Switch to dry powder inhaler more than halves carbon footprint of asthma treatment

Switching from a metered dose inhaler to a dry powder version for maintenance therapy more than halves the carbon footprint of people with asthma, and without any worsening of their condition, finds a pharma industry sponsored study published online in the journal Thorax.

This substitution would be an acceptable and worthwhile ‘green’ option for most patients who can safely manage their condition at home, and should be widely encouraged, conclude the researchers.

The use of chlorofluorocarbons (CFCs) in aerosol propellants was banned under the 1987 Montreal Protocol agreement because of their impact on global warming. 

But while the hydrofluorocarbons that replaced CFCs in pressurised metered dose inhalers don’t deplete the ozone layer, they are potent greenhouse gases, say the researchers. Emissions from this source account for 3–4% of the total carbon footprint associated with healthcare in the UK.

The researchers wanted to compare the potential impact on carbon footprint and symptom control of switching maintenance therapy to a dry powder inhaler and continuing with a metered dose inhaler containing hydrofluorocarbon propellant.

They carried out a secondary (post hoc) analysis of data from a group of patients who were part of the Salford Lung Study in Asthma. This included a broad range of 4000 patients with asthma who were managing their condition at home and closely reflected routine UK clinical practice. 

Adults with asthma on regular maintenance therapy to control their symptoms were randomly assigned to either start using a dry powder inhaler (1081; ‘switch group’) or to continue using a pressurised metered dose inhaler (1151; ‘usual care’) for a period of 12 months. 

Both groups were matched for average age (49) and symptom severity. Symptom control was assessed at the start of the study, and after 12, 24, 40, and 52 weeks, using a validated test (Asthma Control Test). 

Annual CO₂ emissions in kg were calculated for the total number of maintenance (preventer and rescue) inhalers prescribed over the 12 month study period. 

Patients were allowed to change inhaler during the study, but most stuck with the type to which they had been assigned: 80% remained on a metered dose inhaler in the usual care group and 85% remained on a dry powder inhaler in the switch group.

Analysis of the data showed that after a year annual CO₂ emissions for each person in the ’switch’ group were less than half those of the usual care group:108 kg vs 240 kg. 

Asthma control improved in both treatment arms during the study period. By week 24, the odds of responding well to treatment in the switch group were around double those of the usual care group, and this difference persisted over the entire 12 months. 

As a result, the switchers were prescribed around one less rescue salbutamol metered dose inhaler than those who continued on usual care: 7.2 vs 8.

The researchers calculated that the annual carbon footprint saving for each patient in the switch group was 130 kg CO₂ emissions. 

Scaling this up “would represent approximately 40% of the total carbon footprint due to [metered dose inhalers] in the UK,” they suggest.

“The potential for carbon saving could be much greater if patients also switched to a rescue medication administered via a [dry powder inhaler],” as most patients in this study used pressurised metered dose rescue inhalers, “typical of usual care in the UK,” they add.

In a linked podcast, lead author Professor Ashley Woodcock suggests that asthma patients are often unaware of the environmental impact their inhalers have.

“Each puff of a [metered dose inhaler] is equivalent to driving 1 mile in a family car, so one inhaler is close to driving 200 miles… but a powdered inhaler is about a twentieth of that,” he points out. 

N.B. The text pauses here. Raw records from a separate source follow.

PR #972, opened 2018-07-23
DS - 5479 - As GM+ being able to add multiple people to a group at once

ronaldtebrake:
## Problem
On the "add member" page of the Manage members tab of a group you can not add multiple users to a group making it a dreadfull job adding users to a group. 

## Solution
We have implemented the same widget as for the private message. Unfortunately Group didnt support multiple entity cardinality for members yet. This means I had to go for a Distro custom solution and add my own validation and submit handler. 

## Issue tracker
- https://jira.goalgorilla.com/browse/DS-5497

## HTT
- [ ] Login as user with GM permissions (or a SM)
- [ ] Go to your Group and go to the Manage Members tab and click Add members
- [ ] Try adding one user to the group, see that it works as before
- [ ] Try adding two users to the group, see that this also works
- [ ] Try adding two users where one or more are already members of the group, validation should fail and none of the users should be added to the groupl
- [ ] Try pasting a string with multiple users all at once like: _EAA_official (9), Alison Hendrix (13)_ and see the widget also allows this
- [ ] Try adding multiple users with a role, see that all of them have the role added as well.

## Documentation
- [ ] This item is **NOT** documented on LGOS yet
- [ ] This item has **NOT** been added to the feature overview yet

## Release notes
Want to add multiple users to a group? We’ve just made it easier for you! Group Managers are now able to add multiple users to a group by referencing them just as you are able to do in the private message functions.

### DIFF
--- a/modules/social_features/social_group/src/Element/SocialGroupEntityAutocomplete.php
+++ b/modules/social_features/social_group/src/Element/SocialGroupEntityAutocomplete.php
@@ -5,6 +5,7 @@ namespace Drupal\social_group\Element;
 use Drupal\Core\Form\FormStateInterface;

This is an “easy win” for the NHS to cut its carbon footprint, he suggests, especially because the UK is very much an outlier in its use of high carbon inhalers, he adds. 

Low carbon inhalers are predominantly used in Europe. The large carbon footprint caused by the use of hydrofluorocarbon propellants in metered dose inhalers in the UK is three times that in Europe. 

Where feasible, switching these patients to powder inhalers would “make a big difference to our carbon footprint,” he suggests.

“Essentially this is about evolution, not revolution. In discussion with patients, healthcare professionals should have a conversation about the environmental footprint of their inhalers,” he emphasises.

The researchers conclude: “The results of this analysis support the growing calls from official bodies that, where possible, switches… to low carbon-impact alternatives should be sought.

“Together with the role of pharmaceutical companies in producing accessible alternatives, prescribers, pharmacists, and patients should be made aware of the significant differences in the global warming potential of different inhalers.”